= Chan Kim Boon =

Chan Kim Boon (1851–1920) was a prominent Peranakan translator in Singapore who occasionally published under the penname Batu Gantong. He translated various historical Chinese-language novels, including Romance of the Three Kingdoms and Water Margin, into Baba Malay.

==Early life and education==
Chan was born in Penang in 1851. His father was Chan Yong Chuan, a trader whose business interests were mostly in Padang. He attended the Penang Free School and received private tuition in Chinese. He then attended the Fuzhou Naval School. In 1867, he began serving as a mathematics tutor to several military men, including Admiral Sa Zhenbing and Chih Chen Lo Feng Luh, a Chinese diplomat.

==Career==
In January 1897, he returned to Penang to visit his widowed mother. In March, he arrived in Singapore and joined the legal firm Aitken & Rodyk as an administrator. After work, he would translate various Chinese novels into Baba Malay. His best known work was Samkok, a translation of the historical Chinese novel Romance of the Three Kingdoms which was published by Kim Sek Chye Press from 1892 to 1896. The novel was translated with the help of Chia Ann Siang and Tan Kheam Hock. From 1891 to 1893, he published Hong Keow, which he completed due to popular demand, as well as requests for the remaining volumes to be translated from Chia and Cheah Choo Yew. From 1891 to 1892, he published Gnoh Bee Yean, a translation of Wu Mei Yuan. From 1899 to 1902, he published Song Kang, a translation of the novel Water Margin. From 1911 to 1913, he published Kou Chey Thian pergi di negri Seh Thian C’hu Keng, a translation of the novel Journey to the West. While some of his works were submitted to Kim Sek Chye Press, a majority of his works were self-published.

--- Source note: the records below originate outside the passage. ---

PR #6487, opened 2024-11-08
Document `__pyx_capi__`

### LINKED ISSUE #6484: Document `__pyx_capi__`
### Describe your issue

`__pyx_capi__` seems to be used in other projects, so it became defacto API of cython[1][2]. Currently it is only mentioned in FAQ [3]. It seems to be important for the clients (see https://github.com/cython/cython/issues/3077#issuecomment-2456181198) and there is no definition of stability of this API. So I propose:

1. Document `__pyx_capi__` since it is already an API used by other projects
2. Define the rules of the stability - e.g. we guarantee that it will be changed with deprecation period and migration strategy.

[1] https://github.com/ashwinvis/cython_capi
[2] https://github.com/numba/numba/blob/0f363d1b2dd19f2aa1a8cec5f0a99c3dd95512f8/numba/_helperlib.c#L570
[3] https://cython.readthedocs.io/en/latest/src/userguide/faq.html#how-do-i-compile-cython-with-subpackages

matusvalo:
Fixes #6484

### DIFF
--- a/docs/src/userguide/sharing_declarations.rst
+++ b/docs/src/userguide/sharing_declarations.rst
@@ -275,6 +275,61 @@ Some things to note about this example:
   time, so to access :func:`shrubbing.standard_shrubbery` we also need to
   ``import shrubbing``.
 
+``__pyx_capi__`` module attribute
+=================================
+Every Cython extension providing API via .pxd file contains a special attribute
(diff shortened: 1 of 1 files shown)


scoder:
See https://github.com/cython/cython/issues/6484#issuecomment-3376763325

PR #6520, opened 2024-11-25
Accelerate divmod() by calling C ldiv() for C long type integers

unnecessary-username:
Inherited from #6073 , this PR expand the utilization of C functions for divmod() to C long type by calling the C ldiv() function.


Cython/Utility/Builtins.c
```diff
@@ -344,6 +344,51 @@ static CYTHON_INLINE PyObject* __Pyx_divmod_int(int a, int b) {
...
 
 
+//////////////////// divmod_long.proto //////////////////
+
+static CYTHON_INLINE PyObject* __Pyx_divmod_long(long a, long b); /*proto*/
+
+
+//////////////////// divmod_long //////////////////
+
+static CYTHON_INLINE PyObject* __Pyx_divmod_long(long a, long b) {
```
scoder, line 354: Since the code is practically the same as above, except for the types, I think we can use Tempita template generation to avoid the duplication. Look for `TempitaUtilityCode`. You can then easy add `long long` as well.

unnecessary-username: I will have a look on the Tempita template later.
Before submitting this PR, I was more hesitate on how to declare `long long` in the `Cython/Compiler/Builtin.py` file.

user202729:
This is a bad idea. **Calling `div()` is slower than doing a `/` and a `%`, and let the compiler optimizes it away.**

Stack Overflow: https://stackoverflow.com/questions/4565272/why-use-div-or-ldiv-in-c-c

Godbolt: https://godbolt.org/z/Td4jzf9P4

I suggest the other pull request to be reverted too.

scoder:
The idea here is that three Python object allocations (or, eventually, none) are faster than five. Using Python's C-API for a divmod operation requires the input arguments to be converted to Python integers, then call into CPython, which returns a tuple of two integer results. Doing the calculation directly avoids the two allocations of the input arguments and can potentially avoid converting the output arguments as well, if we can determine that they are (or can be) assigned separately as C integers.

So, yes, we can happily use `/` and `%` instead of the `*div()` family of functions, but the rest isn't done without reason.

user202729:
Alright, sound good to me.

Be careful of the case `INT_MIN / (-1)` overflows. Maybe at least make a test case for it.

tests/run/builtin_divmod.py
```diff
@@ -6,23 +6,23 @@ def divmod_regular(a,b):
...
     >>> divmod_regular(10,5)
     (2, 0)
-    >>> divmod_regular(9191,4096)
-    (2, 999)
-    >>> divmod_regular(10000,10010)
-    (0, 10000)
+    >>> divmod_regular(4399,2048)
+    (2, 303)
+    >>> divmod_regular(88321773,98539211)
+    (0, 88321773)
```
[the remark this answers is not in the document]
unnecessary-username: Finally managed to review back this PR before the new year. I have just submitted a commit to address this. Thanks and happy new year!

Cython/Utility/Builtins.c
```diff
@@ -344,6 +344,51 @@ static CYTHON_INLINE PyObject* __Pyx_divmod_int(int a, int b) {
...
+    PyObject *result_tuple = NULL, *pyvalue = NULL;
+    // Python and C/C++ use different algorithms in calculating quotients and remainders.
+    // This results in different answers between Python and C/C++
+    // when the dividend is negative and the divisor is positive and vice versa.
+    long q, r;
+    if ((a < 0 && b > 0) || (a > 0 && b < 0)) {
```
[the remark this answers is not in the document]
unnecessary-username: Finally managed to review back this PR before the new year. I have just submitted a commit to rearrange the conditions. Thanks and happy new year!

Cython/Utility/Builtins.c
```diff
@@ -312,17 +312,21 @@ static CYTHON_INLINE PyObject* __Pyx_divmod_int(int a, int b) {
...
-    if ((a < 0 && b > 0) || (a > 0 && b < 0)) {
+    if (unlikely(b == 0)) {
+        PyErr_SetString(PyExc_ZeroDivisionError, "integer division or modulo by zero");
+        return NULL;
+    }
+    else if (a == 0) {
+        q = 0;
+        r = 0;
+    }
+    else if ((a > 0) != (b > 0)) {
```
scoder, line 323: `b == 0` was probably tested last because it's an exceptional case, to make sure that we jump in the fast path immediately. Can't say how important `a == 0` is. Probably not something to invest time on in the normal case.

scoder: OTOH, your ordering seems perfectly reasonable and fast to me. I'm fine with it.

PR #6545, opened 2024-12-08
coverage plugin base on pyx itself

trim21:
This PR add a pyx file tracker and reporter can work without c or cpp files.

Current we parse pyx code from generated c files which is unnecessary, we can just parse them from pyx file itself.

This maybe the final piece of https://github.com/cython/cython/issues/6186

This is an immature implement and still need some fix, but I want to create a PR first to have some discussion.


scoder:
The advantage of parsing the generated C file is that it only contains source code that actually lead to executable code. That makes decisions about expected and missing code lines easier. It also simplifies include file tracking, pxd file injections, etc., because it only has a single file to look at for the whole module code.

Usually, the generated files can be expected to be available when running tests, because that tends to happen shortly after a (fresh) build. Basically, if the source files are available, why not the generated files?

That said, I'll take a look later today, if I get to it.

scoder:
Generally speaking, this seems incomplete and already adds a lot of complexity. If we can avoid that, I'd rather take a simpler path.

trim21:
Yes, it's still incomplete. I only tested it on single pyx file and not a non-executed lines are excluded.

PR #6592, opened 2024-12-29
PyPy: fix overstrict regex, allow CYTHON_UPDATE_DESCRIPTOR_DOC

mattip:
- Fix over-strict regex in error message check that started failing in tests fro PyPy3.11 which is pre-release. From a discussion in pypy/pypy#5160
  > CPython is unfortunately super inconsistent about when to use the the qualname in error messages, and when to use only the method name

- We went back and forth with enabling `CYTHON_UPDATE_DESCRIPTOR_DOC`, I think this time I fixed it (as of py7.3.17).


mattip:
Thanks!

PR #6630, opened 2025-01-24
Fix LIMITED_VERSION version checks

### LINKED ISSUE #6629: What value are users supposed to give to Py_LIMITED_API?
### Describe your issue

I was testing adding `-DPy_LIMITED_API=0x03090000` to `CFLAGS` to target Python 3.9. Afterwards, I ran the `abi3audit` tool, and noticed something suspicious about a symbol not being used as I expected, so I had to dig deeper. Long story short, I found the following code in Cython utility code:

```c
/* Cython/Utility/ModuleSetupCode.c */
...
// PEP-573: PyCFunction holds reference to defining class (PyCMethodObject)
#if __PYX_LIMITED_VERSION_HEX < 0x030900B1
  #define __Pyx_PyType_FromModuleAndSpec(m, s, b)  ((void)m, PyType_FromSpecWithBases(s, b))
  typedef PyObject *(*__Pyx_PyCMethod)(PyObject *, PyTypeObject *, PyObject *const *, size_t, PyObject *);
#else
  #define __Pyx_PyType_FromModuleAndSpec(m, s, b)  PyType_FromModuleAndSpec(m, s, b)
  #define __Pyx_PyCMethod  PyCMethod
#endif
...
```
And there is the problem, I was defining `Py_LIMITED_API=0x03090000`, but the preprocessor guard checked for `0x030900B1`, and things did not work as I expected, that is, the `PyType_FromModuleAndSpec` API was not being used, despite being available in the Python 3.9 limited API.

Changing my definition to `Py_LIMITED_API=0x030900F0` adding the final (`F`) hex digid, and of course this fixes the problem. I could leave it there assuming it was my fault, and move on.
HOWEVER, to my defense, in the relevant Python documentation about [Py_LIMITED_API](https://docs.python.org/3/c-api/stable.html#c.Py_LIMITED_API) there are two examples where the final ("F") hex digit is not added in the hex version value.
MOREOVER, in CPython header files, all of the preprocessor guards checking for `Py_LIMITED_API` use hex versions like `0x03090000` *without* the final (`F`) hex digit.
THEREFORE, I would argue that other users may experience the same issue I encountered.

Should Cython double check and eventually fix all the guards involving `__PYX_LIMITED_VERSION_HEX` to remove the alpha (`A`) or beta (`B`) hex digits from the hex version strings, following closely what CPython's headers do and what users would expect?
Of course, I understand this rule may not be applied to new stuff from in-development releases like currently Python 3.14, but the fix should go to everything Python 3.13 and older.

dalcinl:
* Replace use of alfa/beta+level markers with 00
* Consistently use uppercase hexadecimal digits

Fixes #6629

### DIFF
--- a/Cython/Utility/Builtins.c
+++ b/Cython/Utility/Builtins.c
@@ -148,7 +148,7 @@ static CYTHON_INLINE PyObject *__Pyx_GetAttr3(PyObject *, PyObject *, PyObject *
 //@requires: Exceptions.c::PyErrFetchRestore
 //@requires: Exceptions.c::PyErrExceptionMatches
 
-#if __PYX_LIMITED_VERSION_HEX < 0x030d00A1
+#if __PYX_LIMITED_VERSION_HEX < 0x030d0000
 static PyObject *__Pyx_GetAttr3Default(PyObject *d) {
     __Pyx_PyThreadState_declare
     __Pyx_PyThreadState_assign
@@ -162,7 +162,7 @@ static PyObject *__Pyx_GetAttr3Default(PyObject *d) {
 
 static CYTHON_INLINE PyObject *__Pyx_GetAttr3(PyObject *o, PyObject *n, PyObject *d) {
     PyObject *r;
-#if __PYX_LIMITED_VERSION_HEX >= 0x030d00A1
+#if __PYX_LIMITED_VERSION_HEX >= 0x030d0000
     int res = PyObject_GetOptionalAttr(o, n, &r);
     // On failure (res == -1), r is set to NULL.
     return (res != 0) ? r : __Pyx_NewRef(d);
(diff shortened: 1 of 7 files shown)


Cython/Utility/Builtins.c
```diff
@@ -148,7 +148,7 @@ static CYTHON_INLINE PyObject *__Pyx_GetAttr3(PyObject *, PyObject *, PyObject *
 //@requires: Exceptions.c::PyErrFetchRestore
 //@requires: Exceptions.c::PyErrExceptionMatches
 
-#if __PYX_LIMITED_VERSION_HEX < 0x030d00A1
+#if __PYX_LIMITED_VERSION_HEX < 0x030D0000
```
scoder, line 151: I chose 'd' here because 'D' looks too close to '0'.

scoder: Similarly, `B` looks pretty close to `0`, too, in some fonts.

dalcinl: No, no my friend... the real problem is you eyes are aging... :rofl: 

OK, now back to being serious: You want me to revert all these uppercase changes? Or maybe make everything lowercase, at least when `__PYX_LIMITED_VERSION_HEX` is involved? CPython headers are not consistent about this admittedly silly matter.

dalcinl: Uppercase changes reverted.

da-woods (approved):

scoder:
Thanks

Chan was a member of the Celestial Reasoning Association and a council member of the Chinese Philomathic Society. He was also a member of the Lee Cheng Yan Club.

==Death==
Chan had several children. He died in 1920. Following his death, the translation of stories into Baba Malay declined as the Peranakan community began to prefer English-language books.